───── Dataset records
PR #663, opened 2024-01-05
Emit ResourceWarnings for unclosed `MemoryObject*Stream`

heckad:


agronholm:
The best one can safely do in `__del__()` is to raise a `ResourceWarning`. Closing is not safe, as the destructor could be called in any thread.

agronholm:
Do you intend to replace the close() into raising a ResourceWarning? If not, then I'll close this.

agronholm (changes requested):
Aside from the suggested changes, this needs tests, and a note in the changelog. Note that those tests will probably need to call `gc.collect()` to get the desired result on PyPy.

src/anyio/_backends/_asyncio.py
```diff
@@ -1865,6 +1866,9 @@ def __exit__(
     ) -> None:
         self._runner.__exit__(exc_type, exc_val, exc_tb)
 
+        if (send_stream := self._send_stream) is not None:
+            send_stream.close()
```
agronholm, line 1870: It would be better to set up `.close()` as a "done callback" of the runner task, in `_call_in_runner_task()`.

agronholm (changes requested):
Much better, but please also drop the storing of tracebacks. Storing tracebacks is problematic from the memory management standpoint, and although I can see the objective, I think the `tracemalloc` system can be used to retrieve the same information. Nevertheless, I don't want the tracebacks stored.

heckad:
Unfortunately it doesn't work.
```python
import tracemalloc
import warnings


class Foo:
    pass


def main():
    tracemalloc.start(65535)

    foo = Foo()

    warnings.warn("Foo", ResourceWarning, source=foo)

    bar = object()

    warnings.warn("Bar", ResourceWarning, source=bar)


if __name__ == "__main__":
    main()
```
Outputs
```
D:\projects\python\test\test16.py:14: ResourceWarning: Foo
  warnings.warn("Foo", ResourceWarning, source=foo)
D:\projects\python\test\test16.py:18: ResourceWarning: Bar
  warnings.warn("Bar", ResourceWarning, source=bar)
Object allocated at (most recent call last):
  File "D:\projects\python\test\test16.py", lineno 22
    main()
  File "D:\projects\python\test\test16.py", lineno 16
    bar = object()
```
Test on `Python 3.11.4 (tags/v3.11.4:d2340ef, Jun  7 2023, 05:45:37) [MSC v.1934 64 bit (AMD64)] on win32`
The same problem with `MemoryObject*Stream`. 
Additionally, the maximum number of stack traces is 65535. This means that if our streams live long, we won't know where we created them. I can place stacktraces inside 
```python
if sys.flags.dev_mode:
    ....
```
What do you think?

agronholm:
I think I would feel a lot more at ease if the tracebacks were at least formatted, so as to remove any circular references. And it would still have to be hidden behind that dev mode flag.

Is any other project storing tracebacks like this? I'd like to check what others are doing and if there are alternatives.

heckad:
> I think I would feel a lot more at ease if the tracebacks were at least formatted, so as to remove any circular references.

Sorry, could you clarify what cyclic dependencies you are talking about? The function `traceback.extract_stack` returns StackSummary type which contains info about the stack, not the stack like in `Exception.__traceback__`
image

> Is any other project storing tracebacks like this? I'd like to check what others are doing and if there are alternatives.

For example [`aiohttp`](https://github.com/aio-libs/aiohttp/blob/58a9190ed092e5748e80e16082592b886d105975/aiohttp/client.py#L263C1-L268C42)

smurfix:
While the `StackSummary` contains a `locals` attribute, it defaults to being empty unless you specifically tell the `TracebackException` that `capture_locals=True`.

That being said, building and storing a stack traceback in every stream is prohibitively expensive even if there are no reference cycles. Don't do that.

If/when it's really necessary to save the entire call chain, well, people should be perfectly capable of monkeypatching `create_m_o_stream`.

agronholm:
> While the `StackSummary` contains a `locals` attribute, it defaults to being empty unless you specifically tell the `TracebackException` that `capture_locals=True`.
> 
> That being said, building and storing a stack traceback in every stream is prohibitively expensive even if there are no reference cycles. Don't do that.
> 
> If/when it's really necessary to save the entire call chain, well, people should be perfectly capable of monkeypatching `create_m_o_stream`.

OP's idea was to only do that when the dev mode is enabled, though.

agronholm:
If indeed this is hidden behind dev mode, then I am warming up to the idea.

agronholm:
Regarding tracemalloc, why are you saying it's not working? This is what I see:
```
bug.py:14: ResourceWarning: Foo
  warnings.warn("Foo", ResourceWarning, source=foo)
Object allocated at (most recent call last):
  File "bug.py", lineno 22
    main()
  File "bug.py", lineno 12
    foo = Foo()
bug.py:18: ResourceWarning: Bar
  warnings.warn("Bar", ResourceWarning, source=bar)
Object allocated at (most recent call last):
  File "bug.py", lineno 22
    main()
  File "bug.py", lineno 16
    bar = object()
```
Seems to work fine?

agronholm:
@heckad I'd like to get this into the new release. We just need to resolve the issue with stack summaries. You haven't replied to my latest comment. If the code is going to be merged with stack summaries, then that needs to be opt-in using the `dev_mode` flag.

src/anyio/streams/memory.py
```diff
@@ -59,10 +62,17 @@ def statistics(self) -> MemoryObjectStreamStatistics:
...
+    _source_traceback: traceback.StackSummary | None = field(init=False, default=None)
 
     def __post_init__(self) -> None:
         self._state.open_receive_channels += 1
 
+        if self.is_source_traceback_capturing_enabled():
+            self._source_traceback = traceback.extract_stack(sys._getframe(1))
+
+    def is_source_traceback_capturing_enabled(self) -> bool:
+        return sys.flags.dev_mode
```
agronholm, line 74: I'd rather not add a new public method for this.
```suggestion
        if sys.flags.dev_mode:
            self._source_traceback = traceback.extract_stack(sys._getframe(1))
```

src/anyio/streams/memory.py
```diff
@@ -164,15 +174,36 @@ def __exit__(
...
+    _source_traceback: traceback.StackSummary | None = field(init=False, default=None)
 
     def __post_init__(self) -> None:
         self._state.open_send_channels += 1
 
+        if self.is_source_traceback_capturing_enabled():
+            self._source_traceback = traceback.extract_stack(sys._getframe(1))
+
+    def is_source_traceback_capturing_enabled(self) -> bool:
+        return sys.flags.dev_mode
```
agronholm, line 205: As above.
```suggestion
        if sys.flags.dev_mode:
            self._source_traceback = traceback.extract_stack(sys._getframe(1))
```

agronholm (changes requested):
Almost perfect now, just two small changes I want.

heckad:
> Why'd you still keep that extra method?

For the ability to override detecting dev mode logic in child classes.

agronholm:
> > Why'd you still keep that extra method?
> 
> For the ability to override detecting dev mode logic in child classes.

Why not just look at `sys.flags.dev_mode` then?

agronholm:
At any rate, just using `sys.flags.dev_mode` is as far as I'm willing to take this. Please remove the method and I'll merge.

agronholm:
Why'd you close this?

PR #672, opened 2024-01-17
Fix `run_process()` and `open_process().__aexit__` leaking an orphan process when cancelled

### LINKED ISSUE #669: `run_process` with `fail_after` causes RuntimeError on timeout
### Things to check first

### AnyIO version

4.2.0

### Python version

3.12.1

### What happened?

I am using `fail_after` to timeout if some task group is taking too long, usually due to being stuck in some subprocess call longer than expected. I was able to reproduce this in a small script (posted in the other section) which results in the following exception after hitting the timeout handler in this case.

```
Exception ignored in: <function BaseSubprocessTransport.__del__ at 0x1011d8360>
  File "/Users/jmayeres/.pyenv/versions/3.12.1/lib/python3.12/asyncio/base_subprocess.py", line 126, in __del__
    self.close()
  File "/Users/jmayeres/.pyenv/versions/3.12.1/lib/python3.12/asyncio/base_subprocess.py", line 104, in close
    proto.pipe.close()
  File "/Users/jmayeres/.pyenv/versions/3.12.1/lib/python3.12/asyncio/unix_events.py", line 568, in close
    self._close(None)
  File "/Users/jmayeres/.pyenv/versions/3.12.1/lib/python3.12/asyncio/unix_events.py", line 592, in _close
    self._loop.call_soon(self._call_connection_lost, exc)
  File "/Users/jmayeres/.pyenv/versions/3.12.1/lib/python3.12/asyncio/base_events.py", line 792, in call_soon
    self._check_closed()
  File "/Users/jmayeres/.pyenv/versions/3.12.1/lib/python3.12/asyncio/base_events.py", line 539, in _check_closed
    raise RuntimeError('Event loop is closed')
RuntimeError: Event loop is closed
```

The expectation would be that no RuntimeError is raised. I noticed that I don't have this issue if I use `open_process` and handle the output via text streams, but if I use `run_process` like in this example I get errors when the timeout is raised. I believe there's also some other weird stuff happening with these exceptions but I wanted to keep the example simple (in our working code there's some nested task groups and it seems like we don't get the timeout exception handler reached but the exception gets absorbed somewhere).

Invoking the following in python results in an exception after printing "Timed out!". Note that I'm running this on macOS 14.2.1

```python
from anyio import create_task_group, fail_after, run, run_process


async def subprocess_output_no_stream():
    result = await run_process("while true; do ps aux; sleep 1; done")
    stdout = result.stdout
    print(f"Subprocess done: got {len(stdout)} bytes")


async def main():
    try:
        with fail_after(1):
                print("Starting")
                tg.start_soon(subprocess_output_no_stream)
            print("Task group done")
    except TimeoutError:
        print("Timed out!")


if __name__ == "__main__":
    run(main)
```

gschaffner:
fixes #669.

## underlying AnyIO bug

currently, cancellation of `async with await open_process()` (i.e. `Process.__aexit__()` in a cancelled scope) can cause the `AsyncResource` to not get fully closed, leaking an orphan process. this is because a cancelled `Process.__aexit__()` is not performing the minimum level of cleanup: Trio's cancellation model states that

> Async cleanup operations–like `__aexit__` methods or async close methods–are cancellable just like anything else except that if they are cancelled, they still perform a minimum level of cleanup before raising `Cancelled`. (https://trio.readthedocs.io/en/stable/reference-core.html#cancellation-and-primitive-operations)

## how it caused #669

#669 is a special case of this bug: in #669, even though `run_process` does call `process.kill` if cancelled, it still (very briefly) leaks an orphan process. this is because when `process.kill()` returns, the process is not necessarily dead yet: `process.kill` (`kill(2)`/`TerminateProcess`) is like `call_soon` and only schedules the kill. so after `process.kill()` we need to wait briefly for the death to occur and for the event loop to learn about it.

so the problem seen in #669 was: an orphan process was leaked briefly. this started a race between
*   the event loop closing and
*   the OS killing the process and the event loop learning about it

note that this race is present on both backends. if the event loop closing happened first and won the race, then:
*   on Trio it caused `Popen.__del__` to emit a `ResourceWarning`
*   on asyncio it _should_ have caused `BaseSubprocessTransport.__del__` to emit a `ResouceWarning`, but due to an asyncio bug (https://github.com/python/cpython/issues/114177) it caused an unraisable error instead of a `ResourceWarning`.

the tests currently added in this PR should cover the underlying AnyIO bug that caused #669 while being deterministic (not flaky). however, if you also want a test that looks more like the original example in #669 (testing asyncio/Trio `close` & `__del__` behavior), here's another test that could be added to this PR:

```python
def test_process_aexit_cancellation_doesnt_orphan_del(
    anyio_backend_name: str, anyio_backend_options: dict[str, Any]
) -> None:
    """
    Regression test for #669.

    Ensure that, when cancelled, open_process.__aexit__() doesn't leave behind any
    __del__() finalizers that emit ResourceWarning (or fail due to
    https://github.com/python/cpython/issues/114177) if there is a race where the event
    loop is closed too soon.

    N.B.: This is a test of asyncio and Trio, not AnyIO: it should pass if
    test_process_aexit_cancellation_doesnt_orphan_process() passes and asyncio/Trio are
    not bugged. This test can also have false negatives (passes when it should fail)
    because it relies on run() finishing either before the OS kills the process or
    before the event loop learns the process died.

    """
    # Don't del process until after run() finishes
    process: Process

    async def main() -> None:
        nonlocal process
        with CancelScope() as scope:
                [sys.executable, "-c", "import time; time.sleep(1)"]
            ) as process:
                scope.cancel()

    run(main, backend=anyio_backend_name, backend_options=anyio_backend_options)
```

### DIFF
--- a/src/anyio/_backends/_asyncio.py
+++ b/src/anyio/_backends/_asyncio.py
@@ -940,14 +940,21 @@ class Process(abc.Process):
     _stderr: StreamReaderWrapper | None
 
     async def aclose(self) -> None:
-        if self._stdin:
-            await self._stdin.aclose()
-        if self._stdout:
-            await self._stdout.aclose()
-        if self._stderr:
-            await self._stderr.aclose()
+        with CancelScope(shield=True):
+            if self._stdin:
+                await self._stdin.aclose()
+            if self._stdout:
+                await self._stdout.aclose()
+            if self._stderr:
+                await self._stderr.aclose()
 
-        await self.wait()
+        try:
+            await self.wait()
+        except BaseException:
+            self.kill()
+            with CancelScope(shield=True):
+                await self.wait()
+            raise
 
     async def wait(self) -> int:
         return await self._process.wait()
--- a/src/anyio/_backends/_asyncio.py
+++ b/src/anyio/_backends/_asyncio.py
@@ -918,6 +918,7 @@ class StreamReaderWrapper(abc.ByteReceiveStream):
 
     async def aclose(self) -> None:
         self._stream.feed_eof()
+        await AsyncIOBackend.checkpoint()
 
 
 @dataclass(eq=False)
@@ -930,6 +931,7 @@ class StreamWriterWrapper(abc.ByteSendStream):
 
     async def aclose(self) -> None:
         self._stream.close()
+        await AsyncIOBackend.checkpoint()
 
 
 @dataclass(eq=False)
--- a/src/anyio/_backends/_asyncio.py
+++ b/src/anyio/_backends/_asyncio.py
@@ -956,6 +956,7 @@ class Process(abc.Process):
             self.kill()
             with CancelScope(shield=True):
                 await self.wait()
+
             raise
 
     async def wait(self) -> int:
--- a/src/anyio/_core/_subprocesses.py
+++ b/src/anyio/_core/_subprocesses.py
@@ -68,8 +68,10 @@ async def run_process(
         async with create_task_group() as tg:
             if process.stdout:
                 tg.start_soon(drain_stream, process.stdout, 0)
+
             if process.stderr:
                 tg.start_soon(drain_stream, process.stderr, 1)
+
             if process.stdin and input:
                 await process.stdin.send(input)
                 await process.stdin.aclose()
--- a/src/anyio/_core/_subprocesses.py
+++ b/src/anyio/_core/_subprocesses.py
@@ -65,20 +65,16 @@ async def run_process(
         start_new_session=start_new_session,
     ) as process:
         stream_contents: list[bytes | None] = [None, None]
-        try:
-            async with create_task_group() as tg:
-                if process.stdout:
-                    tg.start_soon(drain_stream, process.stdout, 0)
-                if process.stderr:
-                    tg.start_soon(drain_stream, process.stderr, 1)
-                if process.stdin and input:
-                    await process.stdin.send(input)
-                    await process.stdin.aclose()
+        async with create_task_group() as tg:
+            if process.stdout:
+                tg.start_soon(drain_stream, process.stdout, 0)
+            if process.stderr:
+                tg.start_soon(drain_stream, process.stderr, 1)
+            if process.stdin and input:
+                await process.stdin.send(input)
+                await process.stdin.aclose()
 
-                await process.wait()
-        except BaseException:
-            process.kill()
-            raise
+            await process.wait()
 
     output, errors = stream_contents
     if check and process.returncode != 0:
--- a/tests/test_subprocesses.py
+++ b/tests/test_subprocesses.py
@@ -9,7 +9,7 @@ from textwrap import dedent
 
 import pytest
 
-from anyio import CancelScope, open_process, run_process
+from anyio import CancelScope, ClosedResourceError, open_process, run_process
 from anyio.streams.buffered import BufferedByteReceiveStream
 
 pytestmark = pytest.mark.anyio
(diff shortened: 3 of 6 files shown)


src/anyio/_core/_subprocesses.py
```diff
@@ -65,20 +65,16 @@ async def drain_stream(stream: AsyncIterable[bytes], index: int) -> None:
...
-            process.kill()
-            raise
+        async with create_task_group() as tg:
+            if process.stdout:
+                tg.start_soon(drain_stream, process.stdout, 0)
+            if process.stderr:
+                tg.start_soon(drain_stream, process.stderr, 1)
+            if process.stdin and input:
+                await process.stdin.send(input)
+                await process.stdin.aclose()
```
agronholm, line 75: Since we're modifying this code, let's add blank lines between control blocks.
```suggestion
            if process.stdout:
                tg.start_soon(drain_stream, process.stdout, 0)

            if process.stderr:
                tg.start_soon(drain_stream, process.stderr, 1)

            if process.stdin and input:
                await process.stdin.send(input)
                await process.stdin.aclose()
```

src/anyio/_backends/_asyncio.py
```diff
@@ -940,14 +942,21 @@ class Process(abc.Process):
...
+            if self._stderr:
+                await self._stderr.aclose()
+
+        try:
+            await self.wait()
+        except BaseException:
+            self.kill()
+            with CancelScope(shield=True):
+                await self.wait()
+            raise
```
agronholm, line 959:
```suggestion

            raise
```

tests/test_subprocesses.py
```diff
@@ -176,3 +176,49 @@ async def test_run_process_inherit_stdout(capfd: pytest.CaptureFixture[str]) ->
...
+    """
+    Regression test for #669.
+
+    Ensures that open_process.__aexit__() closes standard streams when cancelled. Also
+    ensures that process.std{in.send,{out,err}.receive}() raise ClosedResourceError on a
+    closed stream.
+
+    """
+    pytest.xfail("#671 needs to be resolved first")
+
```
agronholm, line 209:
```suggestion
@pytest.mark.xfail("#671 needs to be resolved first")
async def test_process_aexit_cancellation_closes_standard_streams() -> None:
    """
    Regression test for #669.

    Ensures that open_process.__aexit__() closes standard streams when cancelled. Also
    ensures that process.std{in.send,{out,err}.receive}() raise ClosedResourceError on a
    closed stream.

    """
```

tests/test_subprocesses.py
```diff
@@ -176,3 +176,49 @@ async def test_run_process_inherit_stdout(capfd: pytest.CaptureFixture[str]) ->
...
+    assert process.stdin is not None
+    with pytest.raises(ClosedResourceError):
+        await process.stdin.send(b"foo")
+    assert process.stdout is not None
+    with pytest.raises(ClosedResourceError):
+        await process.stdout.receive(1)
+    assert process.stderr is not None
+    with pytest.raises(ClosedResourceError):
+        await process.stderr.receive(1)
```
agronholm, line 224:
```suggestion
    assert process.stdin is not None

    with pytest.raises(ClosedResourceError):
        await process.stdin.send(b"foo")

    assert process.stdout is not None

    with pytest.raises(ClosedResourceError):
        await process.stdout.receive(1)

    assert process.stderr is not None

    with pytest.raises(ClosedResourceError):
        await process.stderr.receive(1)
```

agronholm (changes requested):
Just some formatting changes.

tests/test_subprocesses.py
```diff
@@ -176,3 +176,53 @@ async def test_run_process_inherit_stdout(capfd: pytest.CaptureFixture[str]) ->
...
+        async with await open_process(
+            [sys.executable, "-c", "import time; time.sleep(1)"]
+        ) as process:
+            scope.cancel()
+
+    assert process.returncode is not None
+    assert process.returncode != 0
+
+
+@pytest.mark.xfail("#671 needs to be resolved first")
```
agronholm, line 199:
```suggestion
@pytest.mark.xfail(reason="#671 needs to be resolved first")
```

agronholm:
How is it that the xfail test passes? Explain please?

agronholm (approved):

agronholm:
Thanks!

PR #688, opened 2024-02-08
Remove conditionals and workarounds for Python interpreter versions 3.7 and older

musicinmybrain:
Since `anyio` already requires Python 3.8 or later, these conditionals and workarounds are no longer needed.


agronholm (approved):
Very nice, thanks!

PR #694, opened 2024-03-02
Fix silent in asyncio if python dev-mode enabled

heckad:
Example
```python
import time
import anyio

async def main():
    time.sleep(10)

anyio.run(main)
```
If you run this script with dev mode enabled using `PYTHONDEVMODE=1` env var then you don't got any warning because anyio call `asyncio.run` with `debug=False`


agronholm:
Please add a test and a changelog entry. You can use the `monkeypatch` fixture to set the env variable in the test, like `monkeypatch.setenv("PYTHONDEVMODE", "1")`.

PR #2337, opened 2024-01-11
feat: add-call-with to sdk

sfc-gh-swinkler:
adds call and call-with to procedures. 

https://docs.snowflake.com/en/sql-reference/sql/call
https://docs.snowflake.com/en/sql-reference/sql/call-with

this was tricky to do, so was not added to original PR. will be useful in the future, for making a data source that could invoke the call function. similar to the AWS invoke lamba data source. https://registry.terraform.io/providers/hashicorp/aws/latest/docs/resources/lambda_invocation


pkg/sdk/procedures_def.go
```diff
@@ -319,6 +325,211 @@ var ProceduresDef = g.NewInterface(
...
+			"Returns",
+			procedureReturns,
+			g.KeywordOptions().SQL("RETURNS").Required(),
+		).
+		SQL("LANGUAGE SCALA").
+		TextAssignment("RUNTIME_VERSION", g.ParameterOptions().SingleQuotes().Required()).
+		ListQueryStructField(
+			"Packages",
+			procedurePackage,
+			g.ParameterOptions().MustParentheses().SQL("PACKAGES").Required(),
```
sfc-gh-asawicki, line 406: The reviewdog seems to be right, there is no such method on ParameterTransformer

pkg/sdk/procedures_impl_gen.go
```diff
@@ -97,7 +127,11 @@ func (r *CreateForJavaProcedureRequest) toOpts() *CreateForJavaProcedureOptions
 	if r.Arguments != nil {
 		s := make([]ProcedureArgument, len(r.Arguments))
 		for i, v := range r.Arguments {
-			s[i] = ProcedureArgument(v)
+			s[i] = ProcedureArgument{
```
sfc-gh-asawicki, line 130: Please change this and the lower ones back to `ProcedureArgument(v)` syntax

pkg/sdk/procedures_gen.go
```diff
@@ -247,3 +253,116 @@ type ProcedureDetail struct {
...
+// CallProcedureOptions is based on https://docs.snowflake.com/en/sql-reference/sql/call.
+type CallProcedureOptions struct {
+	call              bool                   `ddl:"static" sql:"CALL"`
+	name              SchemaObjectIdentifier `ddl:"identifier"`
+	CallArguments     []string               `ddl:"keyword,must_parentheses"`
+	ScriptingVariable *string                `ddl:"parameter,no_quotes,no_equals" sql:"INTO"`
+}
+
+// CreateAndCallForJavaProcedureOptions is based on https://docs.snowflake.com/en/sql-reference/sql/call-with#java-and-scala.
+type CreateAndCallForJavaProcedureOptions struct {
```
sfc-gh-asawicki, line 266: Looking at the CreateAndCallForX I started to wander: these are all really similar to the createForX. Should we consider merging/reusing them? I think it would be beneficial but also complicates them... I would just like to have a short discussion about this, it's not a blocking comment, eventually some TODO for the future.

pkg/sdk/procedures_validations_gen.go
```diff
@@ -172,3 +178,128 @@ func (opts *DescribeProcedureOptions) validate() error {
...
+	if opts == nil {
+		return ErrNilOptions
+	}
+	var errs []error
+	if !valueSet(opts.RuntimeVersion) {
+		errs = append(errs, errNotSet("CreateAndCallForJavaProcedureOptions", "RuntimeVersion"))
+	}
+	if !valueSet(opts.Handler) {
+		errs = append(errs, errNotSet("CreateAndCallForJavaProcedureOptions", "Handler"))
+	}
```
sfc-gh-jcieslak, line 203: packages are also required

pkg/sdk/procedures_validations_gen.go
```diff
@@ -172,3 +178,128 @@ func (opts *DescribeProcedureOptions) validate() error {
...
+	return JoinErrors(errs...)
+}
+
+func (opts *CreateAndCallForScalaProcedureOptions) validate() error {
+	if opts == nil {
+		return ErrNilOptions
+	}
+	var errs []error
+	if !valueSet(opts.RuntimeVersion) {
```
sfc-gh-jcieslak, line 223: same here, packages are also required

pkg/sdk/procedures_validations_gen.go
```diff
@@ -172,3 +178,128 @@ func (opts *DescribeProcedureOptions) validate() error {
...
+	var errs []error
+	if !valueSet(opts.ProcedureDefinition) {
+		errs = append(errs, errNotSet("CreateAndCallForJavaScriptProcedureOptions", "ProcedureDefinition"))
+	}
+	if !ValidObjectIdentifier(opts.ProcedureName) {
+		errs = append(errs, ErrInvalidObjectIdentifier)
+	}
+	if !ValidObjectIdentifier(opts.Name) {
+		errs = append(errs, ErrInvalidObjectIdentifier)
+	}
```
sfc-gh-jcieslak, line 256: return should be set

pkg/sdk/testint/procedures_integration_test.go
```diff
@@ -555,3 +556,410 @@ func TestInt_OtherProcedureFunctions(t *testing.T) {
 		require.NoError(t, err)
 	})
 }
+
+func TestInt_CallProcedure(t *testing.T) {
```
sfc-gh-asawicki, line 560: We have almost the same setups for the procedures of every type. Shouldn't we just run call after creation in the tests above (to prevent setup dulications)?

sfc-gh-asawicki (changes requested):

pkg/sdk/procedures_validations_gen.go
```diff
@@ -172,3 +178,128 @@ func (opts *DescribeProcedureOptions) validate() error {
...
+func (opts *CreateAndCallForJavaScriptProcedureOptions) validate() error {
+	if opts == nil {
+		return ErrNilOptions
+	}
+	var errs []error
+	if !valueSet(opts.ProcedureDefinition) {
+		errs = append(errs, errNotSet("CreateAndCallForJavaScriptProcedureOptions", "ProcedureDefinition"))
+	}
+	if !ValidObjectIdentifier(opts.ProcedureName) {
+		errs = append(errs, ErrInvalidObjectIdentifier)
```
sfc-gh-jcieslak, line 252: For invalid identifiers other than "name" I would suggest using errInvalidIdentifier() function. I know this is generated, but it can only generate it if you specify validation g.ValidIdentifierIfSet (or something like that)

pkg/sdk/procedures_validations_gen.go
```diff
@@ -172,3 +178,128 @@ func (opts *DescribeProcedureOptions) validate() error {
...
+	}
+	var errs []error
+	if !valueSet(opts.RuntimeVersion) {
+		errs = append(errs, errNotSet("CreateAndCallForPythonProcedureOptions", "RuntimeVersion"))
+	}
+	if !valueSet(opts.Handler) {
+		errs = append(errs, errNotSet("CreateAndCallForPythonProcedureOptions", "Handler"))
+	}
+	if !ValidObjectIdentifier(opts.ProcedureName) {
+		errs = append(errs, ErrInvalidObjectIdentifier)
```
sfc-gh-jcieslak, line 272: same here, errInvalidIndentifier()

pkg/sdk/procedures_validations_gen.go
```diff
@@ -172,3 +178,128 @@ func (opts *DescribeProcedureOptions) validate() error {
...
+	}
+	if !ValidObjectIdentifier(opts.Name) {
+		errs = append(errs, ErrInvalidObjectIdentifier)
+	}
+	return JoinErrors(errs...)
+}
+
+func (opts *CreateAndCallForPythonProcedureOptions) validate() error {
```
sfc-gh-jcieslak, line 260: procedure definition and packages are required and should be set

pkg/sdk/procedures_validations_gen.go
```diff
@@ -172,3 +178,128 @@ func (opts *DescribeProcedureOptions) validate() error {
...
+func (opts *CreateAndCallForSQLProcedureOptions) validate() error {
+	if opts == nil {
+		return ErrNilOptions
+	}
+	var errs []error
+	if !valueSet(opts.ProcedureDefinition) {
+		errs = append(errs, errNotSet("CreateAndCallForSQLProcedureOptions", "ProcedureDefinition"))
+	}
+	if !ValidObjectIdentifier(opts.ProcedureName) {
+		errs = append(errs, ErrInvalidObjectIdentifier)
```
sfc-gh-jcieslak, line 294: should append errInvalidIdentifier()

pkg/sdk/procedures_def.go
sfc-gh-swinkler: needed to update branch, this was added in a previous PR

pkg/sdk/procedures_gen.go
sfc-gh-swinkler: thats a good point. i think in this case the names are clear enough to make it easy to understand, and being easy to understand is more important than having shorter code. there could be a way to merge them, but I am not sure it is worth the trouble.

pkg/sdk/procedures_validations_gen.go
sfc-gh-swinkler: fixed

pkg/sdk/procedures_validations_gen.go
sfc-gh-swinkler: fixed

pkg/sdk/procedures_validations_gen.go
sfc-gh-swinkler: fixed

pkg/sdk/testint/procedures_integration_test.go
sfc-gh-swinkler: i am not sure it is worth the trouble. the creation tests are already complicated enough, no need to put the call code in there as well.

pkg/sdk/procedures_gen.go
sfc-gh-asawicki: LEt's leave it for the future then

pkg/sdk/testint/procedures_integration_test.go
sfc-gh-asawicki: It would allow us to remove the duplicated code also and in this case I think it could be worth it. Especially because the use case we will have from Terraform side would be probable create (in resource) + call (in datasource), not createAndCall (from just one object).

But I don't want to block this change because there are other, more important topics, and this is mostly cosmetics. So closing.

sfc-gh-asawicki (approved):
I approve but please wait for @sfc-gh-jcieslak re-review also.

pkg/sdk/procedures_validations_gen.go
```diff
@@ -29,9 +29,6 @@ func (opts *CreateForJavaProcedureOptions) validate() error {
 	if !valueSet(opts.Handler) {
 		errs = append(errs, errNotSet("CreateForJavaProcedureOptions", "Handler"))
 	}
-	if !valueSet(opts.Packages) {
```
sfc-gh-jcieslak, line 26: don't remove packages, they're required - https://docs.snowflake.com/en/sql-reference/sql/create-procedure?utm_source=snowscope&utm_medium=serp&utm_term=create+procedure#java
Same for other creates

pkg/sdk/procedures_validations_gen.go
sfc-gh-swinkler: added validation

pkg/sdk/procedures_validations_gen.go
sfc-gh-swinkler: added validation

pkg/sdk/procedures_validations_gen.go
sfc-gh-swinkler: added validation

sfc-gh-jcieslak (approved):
──────────
# What you are asked to do
Looking at the material above, please state how many lines include the string "tracemalloc", and give only that number.

# Answer to the exercise
4